What you have to do: Show the lines below that contain the string "adding".
——
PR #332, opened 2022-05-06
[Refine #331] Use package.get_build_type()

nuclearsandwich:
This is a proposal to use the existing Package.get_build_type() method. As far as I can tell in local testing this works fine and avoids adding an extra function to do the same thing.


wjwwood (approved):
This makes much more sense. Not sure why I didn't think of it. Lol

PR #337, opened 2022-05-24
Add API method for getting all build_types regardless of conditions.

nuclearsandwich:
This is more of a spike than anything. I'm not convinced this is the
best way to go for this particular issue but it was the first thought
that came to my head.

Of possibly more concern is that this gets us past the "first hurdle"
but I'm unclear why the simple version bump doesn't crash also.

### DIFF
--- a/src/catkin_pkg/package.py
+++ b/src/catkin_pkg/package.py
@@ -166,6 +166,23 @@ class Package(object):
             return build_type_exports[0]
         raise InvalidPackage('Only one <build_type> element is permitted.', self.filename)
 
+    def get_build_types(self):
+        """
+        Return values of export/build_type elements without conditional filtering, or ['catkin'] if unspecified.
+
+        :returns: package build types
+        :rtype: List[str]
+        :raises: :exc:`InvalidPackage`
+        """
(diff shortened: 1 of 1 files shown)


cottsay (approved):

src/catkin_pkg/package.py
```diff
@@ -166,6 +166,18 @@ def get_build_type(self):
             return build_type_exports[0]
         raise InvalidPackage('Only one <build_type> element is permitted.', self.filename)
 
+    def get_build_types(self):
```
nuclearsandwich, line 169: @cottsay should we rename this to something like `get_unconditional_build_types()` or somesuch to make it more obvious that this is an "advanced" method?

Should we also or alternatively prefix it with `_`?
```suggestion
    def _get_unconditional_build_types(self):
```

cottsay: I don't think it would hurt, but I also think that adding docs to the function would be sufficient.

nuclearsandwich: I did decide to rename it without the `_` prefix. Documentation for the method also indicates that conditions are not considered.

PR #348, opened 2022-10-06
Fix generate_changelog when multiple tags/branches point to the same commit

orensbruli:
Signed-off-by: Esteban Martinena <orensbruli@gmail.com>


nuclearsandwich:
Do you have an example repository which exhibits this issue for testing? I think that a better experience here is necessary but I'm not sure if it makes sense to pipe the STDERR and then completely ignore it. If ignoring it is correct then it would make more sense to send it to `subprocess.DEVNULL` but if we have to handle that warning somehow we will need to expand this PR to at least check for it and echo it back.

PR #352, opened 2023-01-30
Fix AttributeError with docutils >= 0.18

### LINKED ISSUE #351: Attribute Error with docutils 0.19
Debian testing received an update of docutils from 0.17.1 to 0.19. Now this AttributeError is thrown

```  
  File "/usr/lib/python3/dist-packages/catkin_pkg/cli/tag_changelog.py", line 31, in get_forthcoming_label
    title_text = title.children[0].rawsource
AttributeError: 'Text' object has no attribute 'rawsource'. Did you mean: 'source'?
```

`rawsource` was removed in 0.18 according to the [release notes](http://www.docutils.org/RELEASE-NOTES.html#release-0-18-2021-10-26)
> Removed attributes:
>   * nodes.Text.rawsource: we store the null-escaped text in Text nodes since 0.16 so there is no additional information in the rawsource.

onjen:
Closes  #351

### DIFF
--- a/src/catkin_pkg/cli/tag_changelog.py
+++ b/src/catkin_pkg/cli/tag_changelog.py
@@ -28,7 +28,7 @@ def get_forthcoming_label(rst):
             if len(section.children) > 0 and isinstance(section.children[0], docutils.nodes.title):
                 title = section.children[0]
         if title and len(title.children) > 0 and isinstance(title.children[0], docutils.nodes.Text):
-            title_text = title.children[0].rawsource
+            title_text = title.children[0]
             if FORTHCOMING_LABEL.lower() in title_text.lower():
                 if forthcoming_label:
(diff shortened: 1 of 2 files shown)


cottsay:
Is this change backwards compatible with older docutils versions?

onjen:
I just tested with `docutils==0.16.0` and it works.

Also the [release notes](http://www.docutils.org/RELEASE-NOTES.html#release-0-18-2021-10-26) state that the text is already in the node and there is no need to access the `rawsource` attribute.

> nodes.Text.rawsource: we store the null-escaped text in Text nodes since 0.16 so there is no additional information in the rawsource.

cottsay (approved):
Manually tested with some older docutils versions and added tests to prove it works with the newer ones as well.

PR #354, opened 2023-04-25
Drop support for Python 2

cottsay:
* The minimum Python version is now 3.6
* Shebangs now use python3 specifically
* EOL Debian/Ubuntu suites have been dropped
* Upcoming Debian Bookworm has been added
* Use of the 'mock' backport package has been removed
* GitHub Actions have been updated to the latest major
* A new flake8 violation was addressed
——
Exercise solution:
This is a proposal to use the existing Package.get_build_type() method. As far as I can tell in local testing this works fine and avoids adding an extra function to do the same thing.
cottsay: I don't think it would hurt, but I also think that adding docs to the function would be sufficient.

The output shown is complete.